Calculating speed estimates
Telemetry events collected from our SDKs are anonymized, privacy-filtered, and chained into traces which contain coordinate information like longitude and latitude. Eventually, distance, duration, speed, and heading information are derived from consecutive coordinates and are referred to as speed probes.
Probes generated from the traces are matched against the entire world’s road network. At the end of the matching process we are able to assign each trace an average speed, a 5-minute time bucket and a road segment. Matches on the same road that fall within the same 5-minute time bucket are aggregated to create a speed histogram. Finally, we estimate a speed for each aggregated histogram, which represents our prediction of what a driver will experience on a road at a given time of the week.
So much data
Matching all the telemetry traces against the entire world’s road network on a daily basis and aggregating historical observations to get to one speed estimate for a road per 5-minute time interval for every day of the week: You’re probably wondering “wow that must be a ton of data to churn through, but how much really?”
On a weekly basis, we match on average 2.2 billion traces to 2.3 billion roads to produce 5.4 billion matches. From the matches, we build 51 billion speed histograms to finally produce 30 billion speed estimates.
Based on the size of the data, the complexity of the transformations and calculations, a pySpark implementation made a lot of sense since Spark provides a framework for large scale distributed computing that allows for fast processing of large datasets.
Data processing pipeline design
The first thing we spent time on was designing the pipeline and schemas of all the different datasets it would produce. In our pipeline, each pySpark application produces a dataset persisted in a hive table readily available for a downstream application to use.
Instead of having one pySpark application execute all the steps (map matching, aggregation, speed estimation, etc.) we isolated each step to its own application. By doing so, we were able to mock dataset fixtures for each individual application which sped up and distributed early development amongst the team. It also made it possible to test and evaluate the results of complex transformations on real production data. Finally, the intermediary datasets allow data scientists to perform model experiments on different components of the pipeline.
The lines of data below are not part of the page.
Issue #1484, opened 2021-07-14
Handle SSO deprecation by removing the default attempt to use SSO whenever opening a console to a virtual machine


sgratch:
Currently whenever opening a console to a virtual machine and if guest_agent is installed, the user  will be logged in automatically. Otherwise an error appears.

Since the ovirt-guest-agent package was deprecated, SSO is deprecated for virtual machines as well and therefore need to stop using it by default for cluster levels 4.4 and above to avoid those errors.

Check https://bugzilla.redhat.com/show_bug.cgi?id=1869251 and https://access.redhat.com/documentation/en-us/red_hat_virtualization/4.4/html/release_notes/deprecated_features_rhv for details

sgratch:
After discussing it offline with Virt/backend, few comments:

- The channel to ovirt-guest-agent was removed for RHEL 8+, Ubuntu 18+, and on ppc64: https://github.com/oVirt/ovirt-engine/blob/master/packaging/conf/osinfo-defaults.properties#L97 and also for Windows.

- Current web-ui implementation for choosing if to enable SSO logon is based only on reported `vm.sso.method` value. If it is set by backend to '`guest_agent`' and console is not used, then trying to logon using SSO. 
There is no checking if there's guest agent actually existed for the VM.

- I wouldn't add a backend cluster level configuration for this, because it's not really a cluster-level related feature - and if we drop it in, let's say CL 4.7, then people would just avoid upgrading to that CL

- Implementing a solution on backend side is more complicated since requires changing default configuration per VM and the user can still enable this, even if not supported. A better & easiest way is to block this on web-ui side for non supported VMs

Therefore, a suggested solution for implementing this on on web-ui side:
1. Dropping the 'annoying' console error popup for status `status: C.CONSOLE_LOGON`: https://github.com/oVirt/ovirt-web-ui/blob/b497e32eecf98ead2c12fdfc5691c53b12049dd5/src/sagas/console/index.js#L48.

i.e. never shows this popup anymore, for all console types and regardless to SSO status:
![image](https://user-images.githubusercontent.com/18169498/146933410-dca19539-5064-4197-bc14-deec4e541817.png)

Consider still creating the `cantOpenConsole` user event for still letting the user knows about failures.

2. Instead of only checking if `vm.sso.method`=='`guest-agent`', also check if guest-agent is installed for that vm (can be done via `applications` endpoint). So logic can be something like:
[...]

PR #1550, opened 2021-12-24
Ignore SSO failures when connecting to the console

rszwajko:
In case of unsuccessful SSO logon try to recover by connecting without SSO. The flow is the same as if the user manually ignored the error. This avoids disrupting the user with an error dialog that offers no real choice (beside ignoring the error).
The user will be still informed about unsuccessful logon via notification system (at warning level) so that he will be able to report the problem.

### DIFF
--- a/src/intl/messages.js
+++ b/src/intl/messages.js
@@ -64,7 +64,7 @@ export const messages: { [messageId: string]: MessageType } = {
   bootSequence: 'Boot Sequence',
   cancel: 'Cancel',
   cannotUpdateCloudInitHostname: 'Host name cannot be synchronized with VM name because the VM name is not a valid host name.',
-  cantLogonToConsole: 'Single sign on failed. Please check to see if the guest agent is running on your virtual machine. Contact your administrator if the problem continues. Error message: {message}',
+  cantLogonToConsole: 'Single sign on failed. Please check to see if the guest agent is running on your virtual machine. Error message: {message}',
   cantOpenConsole: 'Can\'t open console: {message}',
   cardTitleDetails: 'Details',
   cd: 'CD',
--- a/src/intl/messages.js
+++ b/src/intl/messages.js
@@ -64,7 +64,7 @@ export const messages: { [messageId: string]: MessageType } = {
   bootSequence: 'Boot Sequence',
   cancel: 'Cancel',
   cannotUpdateCloudInitHostname: 'Host name cannot be synchronized with VM name because the VM name is not a valid host name.',
-  cantLogonToConsole: 'Single sign on failed. Please check to see if the guest agent is running on your virtual machine. Contact your administrator if the problem continues.',
+  cantLogonToConsole: 'Single sign on failed. Please check to see if the guest agent is running on your virtual machine. Contact your administrator if the problem continues. Error message: {message}',
   cantOpenConsole: 'Can\'t open console: {message}',
   cardTitleDetails: 'Details',
   cd: 'CD',
--- a/src/sagas/console/index.js
+++ b/src/sagas/console/index.js
@@ -44,10 +44,7 @@ function* downloadOrOpenVmConsole ({
   if (hasGuestAgent && !skipSSO) {
     const result = yield callExternalAction(Api.vmLogon, { payload: { vmId } }, true)
     if (!result || result.status !== 'complete') {
-      const message = result?.error?.responseJSON?.fault?.detail ?? ''
-      yield put(Actions.addConsoleError({ vmId, vmName, consoleType, status: C.CONSOLE_LOGON, consoleId, logoutOtherUsers }))
-      yield put(Actions.addUserMessage({ messageDescriptor: { id: 'cantOpenConsole', params: { message } }, type: 'error' }))
-      return
+      yield put(Actions.addUserMessage({ messageDescriptor: { id: 'cantLogonToConsole' }, type: 'warning' }))
     }
   }
 
--- a/src/sagas/console/index.js
+++ b/src/sagas/console/index.js
@@ -36,12 +36,12 @@ function* downloadOrOpenVmConsole ({
   consoleId,
   usbAutoshare,
   usbFilter,
-  hasGuestAgent,
+  attemptSsoOnOpenConsole,
   skipSSO,
   openInPage,
   logoutOtherUsers,
 }) {
-  if (hasGuestAgent && !skipSSO) {
+  if (attemptSsoOnOpenConsole && !skipSSO) {
     const result = yield callExternalAction(Api.vmLogon, { payload: { vmId } }, true)
     if (!result || result.status !== 'complete') {
       const message = result?.error?.responseJSON?.fault?.detail ?? ''
@@ -173,7 +173,7 @@ export function* openConsole ({
     usbAutoshare,
     usbFilter,
     vmName,
-    hasGuestAgent,
+    attemptSsoOnOpenConsole,
     consoleId,
     fqdn,
     domain,
@@ -185,7 +185,7 @@ export function* openConsole ({
     domain: config.get('domain'),
     username: config.getIn(['user', 'name']),
     vmName: vms.getIn(['vms', vmId, 'name']),
-    hasGuestAgent: vms.getIn(['vms', vmId, 'ssoGuestAgent']),
+    attemptSsoOnOpenConsole: vms.getIn(['vms', vmId, 'attemptSsoOnOpenConsole']),
     consoleId: idFromType({ consoleType, vm: vms.getIn(['vms', vmId]) }),
     fqdn: vms.getIn(['vms', vmId, 'fqdn']),
   }))
@@ -223,7 +223,7 @@ export function* openConsole ({
       vmId,
       usbAutoshare,
       usbFilter,
-      hasGuestAgent,
+      attemptSsoOnOpenConsole,
       consoleId,
       openInPage,
       skipSSO: skipSSO || doesVmSessionExistForUserId(sessionsInternal, userId),
--- a/src/sagas/console/index.js
+++ b/src/sagas/console/index.js
@@ -45,10 +45,7 @@ function* downloadOrOpenVmConsole ({
     const result = yield callExternalAction(Api.vmLogon, { payload: { vmId } }, true)
     if (!result || result.status !== 'complete') {
       const message = result?.error?.responseJSON?.fault?.detail ?? ''
-      if (message) {
-        yield put(Actions.addUserMessage({ messageDescriptor: { id: 'cantOpenConsole', params: { message } }, type: 'warning' }))
-      }
-      yield put(Actions.addUserMessage({ messageDescriptor: { id: 'cantLogonToConsole' }, type: 'warning' }))
+      yield put(Actions.addUserMessage({ messageDescriptor: { id: 'cantLogonToConsole', params: { message } }, type: 'warning' }))
     }
   }
 
--- a/src/sagas/console/index.js
+++ b/src/sagas/console/index.js
@@ -44,6 +44,10 @@ function* downloadOrOpenVmConsole ({
   if (hasGuestAgent && !skipSSO) {
     const result = yield callExternalAction(Api.vmLogon, { payload: { vmId } }, true)
     if (!result || result.status !== 'complete') {
+      const message = result?.error?.responseJSON?.fault?.detail ?? ''
+      if (message) {
+        yield put(Actions.addUserMessage({ messageDescriptor: { id: 'cantOpenConsole', params: { message } }, type: 'warning' }))
+      }
       yield put(Actions.addUserMessage({ messageDescriptor: { id: 'cantLogonToConsole' }, type: 'warning' }))
     }
   }
--- a/src/components/VmActions/ConsoleNotificationsDialog.js
+++ b/src/components/VmActions/ConsoleNotificationsDialog.js
@@ -9,7 +9,6 @@ import * as Actions from '_/actions/console'
 
 import {
   CONSOLE_IN_USE,
-  CONSOLE_LOGON,
 } from '_/constants'
 
 import {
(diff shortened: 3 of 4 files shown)


rszwajko:
### Before
image

### After
image

sgratch (commented):
@rszwajko 
Removing this  error dialog that leaves no choice for the user seems ok to me, but keeping the SSO logon and this notification warning for all cases seems wrong.
Since SSO and guest agent are deprecated for specific host versions then I'm not sure if this is the correct way to go:

- For hosts that ovirt-guest-agent and therefore SSO are not supported anymore (deprecated) then there is no need to try running SSO logon by default and then displaying a general warning notification of  "SSO failed since guest-agent is not installed..please check if installed...contact if problem continues". The user has nothing to do with that info if this is not supported anymore and it's a misleading one.

- On the other hand, for hosts that still support running ovirt-guest-agent and ovirt-guest-agent is installed ((e.g. rhel <=7) then the SSO logon should run but might fail due to other reasons and therefore the real backend reason for logon failure (result.error) should be displayed as was up til now as part of the event/notification.

How about this suggested solution?: https://github.com/oVirt/ovirt-web-ui/issues/1484#issuecomment-998790111?
Maybe it's better to try running logon only if ovirt-guest-agent is installed and SSO is enabled. If not installed then we don't care if supported or not - we just avoid SSO logon (and can consider displaying an info event for notifying the user that this is not supported since guest-agent is not installed/deprecated). 

If ovirt-guest-agent is installed and SSO is enabled then we can run the same logon use case as today (except of removing this error dialog). In case of an error, a full notification warning with reason details should be displayed.

src/sagas/console/index.js
```diff
@@ -44,10 +44,7 @@ function* downloadOrOpenVmConsole ({
   if (hasGuestAgent && !skipSSO) {
```
sjd78, line 44: The workflow handled by this block needs to be updated to really solve the issue.

sjd78 (changes requested):
Swapping out the dialog for a toast is better UX, so I like how that part looks.

But...in the `openConsole()` saga, the lookup for `hasGuestAgent` needs to be different since it is no longer a fully valid check:
https://github.com/oVirt/ovirt-web-ui/blob/c97d2338c03e7c3d5433ed120f2d05d1cbd88ad8/src/sagas/console/index.js#L170-L190

And `ssoGuestAgent` is parsed from the VM here:
https://github.com/oVirt/ovirt-web-ui/blob/c97d2338c03e7c3d5433ed120f2d05d1cbd88ad8/src/ovirtapi/transform.js#L199

I'd suggest even renaming the `ssoGuestAgent` to something like `attemptSsoOnOpenConsole`.  That way more things can be added to that check and it can still makes semantic sense.

If data about the VM's containing entities (cluster, data center etc) is needed to figure out the value of the new `attemptSsoOnOpenConsole`, then it can be done in the fetch sagas, specifically `transformAndPermitVm()`.  By the time that transform saga runs, all of the hosts, clusters, etc should already be fetched and available via `yield select()`.

rszwajko:
@sgratch 

> Since SSO and guest agent are deprecated for specific host versions then I'm not sure if this is the correct way to go:
> 
> For hosts that ovirt-guest-agent and therefore SSO are not supported anymore (deprecated) then there is no need to try running SSO logon by default and then displaying a general warning notification of "SSO failed since guest-agent is not installed..please check if installed...contact if problem continues". 
> 

IMHO we should trust the configuration. It seems there is no other reliable way of determining if the OS installed on the VM supports guest agent. 

> The user has nothing to do with that info if this is not supported anymore and it's a misleading one.
>

User should always report such problem to the administrator. 

>  On the other hand, for hosts that still support running ovirt-guest-agent and ovirt-guest-agent is installed ((e.g. rhel <=7) then the SSO logon should run but might fail due to other reasons and therefore the real backend reason for logon failure (result.error) should be displayed as was up til now as part of the event/notification.
> 

+1

> How about this suggested solution?: #1484 (comment)?
>
> Maybe it's better to try running logon only if ovirt-guest-agent is installed and SSO is enabled. If not installed then we don't care if supported or not - we just avoid SSO logon (and can consider displaying an info event for notifying the user that this is not supported since guest-agent is not installed/deprecated).
> 
> If ovirt-guest-agent is installed and SSO is enabled then we can run the same logon use case as today (except of removing this error dialog). In case of an error, a full notification warning with reason details should be displayed.
> 

Regarding the second part of proposed solution:

> > Instead of only checking if vm.sso.method=='guest-agent', also check if guest-agent is installed for that vm (can be done via applications endpoint). So logic can be something like:
if the vm is set with ovirt-guest-agent reported + sshmethod=guest-agent and !skipSSO -> logon
otherwise -> don't logon
>> 

IMHO higher level of confidence is achieved by just trying SSO logon. Consider the possible outcomes of the extra check:
1. the call failed (i.e. due to network issue) - the only recovery action is to just try SSO logon
2. check failed (agent is reported as missing) but VM is marked as having a guest agent. Then we have following possibilities:
   1. configuration is correct and agent is really missing- the admin should investigate why guest agent got lost and re-install it.
   2. configuration is correct and agent is incorrectly reported as missing (i.e. not yet refreshed) - false error will be reported
   2. configuration is incorrect  - the admin should remove the flag manually.
3. check was successful (agent reported as installed) and VM is  configured to support guest agent - then we just perform SSO logon (which may fail due to various reasons including ...missing agent)

rszwajko:
@sjd78 

> the lookup for hasGuestAgent needs to be different since it is no longer a fully valid check

It still seems the best choice here - please check my response [above](https://github.com/oVirt/ovirt-web-ui/pull/1550#issuecomment-1020100629)

> if data about the VM's containing entities (cluster, data center etc) is needed to figure out the value of the new `attemptSsoOnOpenConsole`, then it can be done in the fetch sagas, specifically `transformAndPermitVm()`. By the time that transform saga runs, all of the hosts, clusters, etc should already be fetched and available via `yield select()`.

As per [this comment](https://github.com/oVirt/ovirt-web-ui/issues/1484#issuecomment-998790111) there is no cluster level setting for this and there are no plans to add it:
> I wouldn't add a backend cluster level configuration for this, because it's not really a cluster-level related feature - and if we drop it in, let's say CL 4.7, then people would just avoid upgrading to that CL

It seems that the only information that a given VM supports guest agent is just a flag on the VM itself. Note also (as per link above):
> the user can still enable this, even if not supported.

ovirt-infra:
Some tests failed

rszwajko:
Added notification with server-side SSO error - it's the same message as before but on `warning` level.

image

sjd78:
> @sgratch
> 
> > Since SSO and guest agent are deprecated for specific host versions then I'm not sure if this is the correct way to go:
> > For hosts that ovirt-guest-agent and therefore SSO are not supported anymore (deprecated) then there is no need to try running SSO logon by default and then displaying a general warning notification of "SSO failed since guest-agent is not installed..please check if installed...contact if problem continues".
> 
> IMHO we should trust the configuration. It seems there is no other reliable way of determining if the OS installed on the VM supports guest agent.

That makes perfect sense.  Trying to chase specific guest-agent versions or looking at reported installed software per OS or specific versions of specific packages is purely a loosing proposition.

----

> @sjd78
> 
> > the lookup for hasGuestAgent needs to be different since it is no longer a fully valid check
> 
> It still seems the best choice here - please check my response [above](https://github.com/oVirt/ovirt-web-ui/pull/1550#issuecomment-1020100629)

While the check itself makes sense to keep as is, I still thing renaming the data point in the transformed VM to `attemptSsoOnOpenConsole` makes sense.

> 
> > if data about the VM's containing entities (cluster, data center etc) is needed to figure out the value of the new `attemptSsoOnOpenConsole`, then it can be done in the fetch sagas, specifically `transformAndPermitVm()`. By the time that transform saga runs, all of the hosts, clusters, etc should already be fetched and available via `yield select()`.
> 
> As per [this comment](https://github.com/oVirt/ovirt-web-ui/issues/1484#issuecomment-998790111) there is no cluster level setting for this and there are no plans to add it:
> 
> > I wouldn't add a backend cluster level configuration for this, because it's not really a cluster-level related feature - and if we drop it in, let's say CL 4.7, then people would just avoid upgrading to that CL
> 
> It seems that the only information that a given VM supports guest agent is just a flag on the VM itself. Note also (as per link above):
> 
> > the user can still enable this, even if not supported.

All of that makes sense as well.

----

Net commentary: I understand the minimal nature of the change and with more context that does make sense.  Also, renaming the flag used by the code to something like `attemptSsoOnOpenConsole` still does make sense.  Maybe even a comment in the transform about it?

sjd78 (approved):
LGTM

ovirt-infra:
Some tests failed

sgratch:
@rszwajko @sjd78
 We can assume now that for most VMs, SSO is already deprecated and therefore the solution should be that either the  SSO is skipped for most cases or hidden as much as possible. The best solution is to handle that on backend but since it's more complicated then I suggested  to block that on VM portal side when there is no guest agent installed. This requires an extra query instead of the logon query that is currently running.

Anyway, If you prefer to attempt to logon to the VM every time a console is opened then it's ok as well. But at least hide the SSO attempt as much as possible or raise an informative but still minimal notification warning for the cases it's still supported and failed.

**Current situation**:  the following two notifications are generated almost every time a console is opened and SSO is deprecated:
1. "Single sign on failed. Please check to see if the guest agent is running on your virtual machine. Contact your administrator if the problem continues."
2. Can't open console: [backed  error: Guest agent non responsive]

**My suggestion**:  display only one notification warning instead of two, include  the backend error message but skip the guideline to contact the admin if the problem continues.
Something like: "Single sign on can't run. Please check to see if the agent guest agent is running on your virtual machine [backed  error: Guest agent non responsive]"

sgratch (changes requested):
Please check my comment for rephrasing the SSO notifications

rszwajko:
@sgratch 
> We can assume now that for most VMs, SSO is already deprecated and therefore the solution should be that either the SSO is skipped for most cases or hidden as much as possible. 
>

1. AFAIK assumption applies to (some) new VMs using default settings
2. as for 4.5 release, SSO is still supported when creating a VM manually and can be enabled/disabled any time (see below)
image


> The best solution is to handle that on backend but since it's more complicated then I suggested to block that on VM portal side > when there is no guest agent installed. This requires an extra query instead of the logon query that is currently running.
> 
> Anyway, If you prefer to attempt to logon to the VM every time a console is opened then it's ok as well.
>

We do logon only if this is requested by the configuration: trusting the configuration seems the most reasonable approach.

> But at least hide the SSO attempt as much as possible or raise an informative but still minimal notification warning for the cases it's still supported and failed.
> 
> **Current situation**: the following two notifications are generated almost every time a console is opened and SSO is deprecated:
> 
>  1. "Single sign on failed. Please check to see if the guest agent is running on your virtual machine. Contact your administrator if the problem continues."
> 
>  2. Can't open console: [backed  error: Guest agent non responsive]
>
> 
> **My suggestion**: display only one notification warning instead of two, include the backend error message but skip the guideline to contact the admin if the problem continues. Something like: "Single sign on can't run. Please check to see if the agent guest agent is running on your virtual machine [backed error: Guest agent non responsive]"
>


1. the (long) message is actually correct: user should contact the administrator in case of SSO errors as only the admin can investigate and fix them (including configuration error).
2.  re-phrasing the message will invalidate the translations - since this is a long and important message I would rather avoid it
3. we could display both messages but this makes the error (shorter message)  less visible.

ovirt-infra:
All tests passed

rszwajko:
The notification with the error message:
image

rszwajko:
> > 1. AFAIK assumption applies to (some) new VMs using default settings
> 
> The ovirt-guest-agent and SSO are not supported for VMs running RHEL 8 or later, and for Windows operating systems.. Customers usually upgrade to a newer oVirt verison to enjoy the new RHEL/Virt functionality and therefore need to upgrade their cluster versions to enjoy that. So they will eventually upgrade their clusters to 4.5 and above. Therefore most of their VMs will not support SSO anymore. Only old clusters that were not migrated yet, will still support that for a while until migrated.
>

Correct. This actually confirms my understanding: some new VMs won't support SSO. Old VMs and new VMs with "old" OS should work as before so we cannot "ignore" the flag.
 
> > 2. as for 4.5 release, SSO is still supported when creating a VM manually and can be enabled/disabled any time (see below)
> >    image
> 
> The correct solution was to disable this configuration option on webadmin for those unsupported VMs. I discussed that with Virt team and since it is more complicated to implement, we decided not to do that. So currently, the default of "use guest agent" is enabled even for VMs which we know that won't ever support that. It's a bug.  So the solution was to block that on web-ui only since it's much more easy to do.
>

Note that frontend also cannot distinguish unsupported VMs and ignoring a legal configuration flag would impact valid use cases.

> Therefore, raising a notification with a requirement to "Contact your administrator if the problem continues" is wrong since the problem will continue for those VMs :). We can't ask users to do that on things that we should identify as not supported anymore. It's only text message but it still looks strange to me.
>

As already discussed, incorrectly placed flag is a configuration error. User should report this to the admin and the admin should simply remove the option.

src/intl/messages.js
```diff
@@ -64,7 +64,7 @@ export const messages: { [messageId: string]: MessageType } = {
   bootSequence: 'Boot Sequence',
   cancel: 'Cancel',
   cannotUpdateCloudInitHostname: 'Host name cannot be synchronized with VM name because the VM name is not a valid host name.',
-  cantLogonToConsole: 'Single sign on failed. Please check to see if the guest agent is running on your virtual machine. Contact your administrator if the problem continues.',
+  cantLogonToConsole: 'Single sign on failed. Please check to see if the guest agent is running on your virtual machine. Contact your administrator if the problem continues. Error message: {message}',
```
sjd78, line 67:
```suggestion
  cantLogonToConsole: 'Single sign on failed. Please check to see if the guest agent is running on your virtual machine. Error message: {message}',
```

As per our discussions today, I think changing the error message to the suggested will be sufficient.

sjd78 (changes requested):

ovirt-infra:
All tests passed

sgratch (approved):
LGTM

isaranova:
LGTM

We favored normalizing our tables as much as possible and getting to the final traffic profiles dataset through relationships between relevant tables. Normalization allows table schemas to be defined by the application producing the dataset, maintains data integrity and removes data redundancy. Naturally, we kept in mind the option to denormalize if a transformation such as a join became prohibitively expensive.
Partitioning makes querying part of the data faster and easier. We partition all the resulting datasets by both a temporal and spatial dimension.
Using Airflow we are able to easily carry over the spatial partitioning into the pipeline orchestration and run a pipeline per partition instead of the “entire world” at once. This reduces the data size within each pipeline which allows for easier scalability. Allowing for faster development, iteration and frequent testing against production data as you can pick sparser partitions to test the entire pipeline on.
Data is in a skewed state if it is not evenly distributed across partitions or a key. This is a common characteristic of telemetry data as you’re always going to have more data in certain geographical locations over others.
When performing transformations like a join, Spark colocates data according to the evaluation of a partitioning expression. If your data is keyed by a variable that is unevenly distributed, you can end up with a few significantly large partitions.
This is a problem when processing because Spark allocates one task per partition. So, if you have one very large partition, the task processing that partition will take the majority of the time whereas 90%+ of the other tasks complete quickly. Clearly, this defeats the purpose of distributed processing and wastes resources. At the end of the day, you want a reasonable number of tasks that all roughly take the same amount of time to run.
We came across multiple strategies to mitigate data skew:
- Increase the number of partitions: Naively increasing the number of partitions on a data frame using repartition or setting spark.sql.shuffle can help in cases when the data isn’t severely skewed.
- Create a new unique ID: Adding and repartitioning on a unique id column will create balanced partitions, as the hash partitioner will assign each of the rows to partitions independent of the skewed variable.
- Salt the skewed key: In cases where you need to perform a transformation like a join on a skewed key, adding randomization to the key will distribute it more evenly. Start by defining an acceptable batch size and salt all the keys in a batch with the same random integer. Effectively, breaking down large partitions into evenly distributed smaller groups.
Our pySpark pipeline churns through tens of billions of rows on a daily basis and provides us with the ability to iterate, make improvements to our models and evaluate changes quickly.
Working with Spark on Qubole in a project with data at this scale required a deep understanding of Spark internals and an understanding of how the underlying data can significantly affect performance.